> **The records**
PR #5515, opened 2021-02-03
client: synchronize ignored return codes with ipa-rmkeytab

abbra:
Refactoring ipa-rmkeytab with commit
f3f9672d527008dc741ac90aa465bac842eea08d led to new error code 7 when
MIT Kerberos fails to iterate through the keys. It appears now in places
where in past error code 3 was returned.

Related: https://pagure.io/freeipa/issue/8658


rcritten:
master:

* 3231c6fc790a5631b794508d57bcb790117e70ac client: synchronize ignored return codes with ipa-rmkeytab

PR #5516, opened 2021-02-03
configure: ipaplatform falls back to ID_LIKE

tiran:
The auto-detection code for IPAPLATFORM now falls back to ID_LIKE.

CentOS platform will now be treated as rhel-like, Ubuntu platforms as
debian-like automatically.

Fixes: https://pagure.io/freeipa/issue/8689

### DIFF
--- a/configure.ac
+++ b/configure.ac
@@ -341,19 +341,33 @@ AC_ARG_WITH([ipaplatform],
 	    [IPAPLATFORM=""])
 AC_MSG_CHECKING([supported IPA platform])
 
-if test "x${IPAPLATFORM}" == "x"; then
+if test "x${IPAPLATFORM}" != "x"; then
+	if test ! -d "${srcdir}/ipaplatform/${IPAPLATFORM}"; then
+		AC_MSG_ERROR([IPA platform ${IPAPLATFORM} is not supported])
+	fi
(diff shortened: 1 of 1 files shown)


rcritten:
Tested auto-detection on:

- [x] Fedora
- [x] CentOS Stream

Tested --with-platform with existing platforms
- [x] fedora
- [x] debian

Tested --with-platform without existing platforms (fails with unsupported platform error)
- [x] distro_not_found
- [x] ubuntu
- [x] centos

Works well.

The failure message looks like:

checking supported IPA platform... configure: error: IPA platform centos is not supported

I don't want to over think this but could this be misinterpreted?

I don't know if we want to duplicate the effort of ID_LIKE in our own platform system...

rcritten:
@tiran I'm not demanding changes, just pausing to see if we should handle this other case. It otherwise LGTM.

abbra:
LGTM. I don't think we need to put more into an error message. Should be good?

rcritten:
Sure, we can address it if it comes up.

rcritten:
master:

* 5ca918943c4614f17085a55239fdfd4796a1cb16 configure: ipaplatform falls back to ID_LIKE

> **Action item**
In the listing above, transcribe exactly everything from the line containing "Tested --with-platform with existing" down to the line containing "The failure message", including both and nothing more.

> **Response for this exercise**
Tested --with-platform with existing platforms
- [x] fedora
- [x] debian

Tested --with-platform without existing platforms (fails with unsupported platform error)
- [x] distro_not_found
- [x] ubuntu
- [x] centos

Works well.

The failure message looks like:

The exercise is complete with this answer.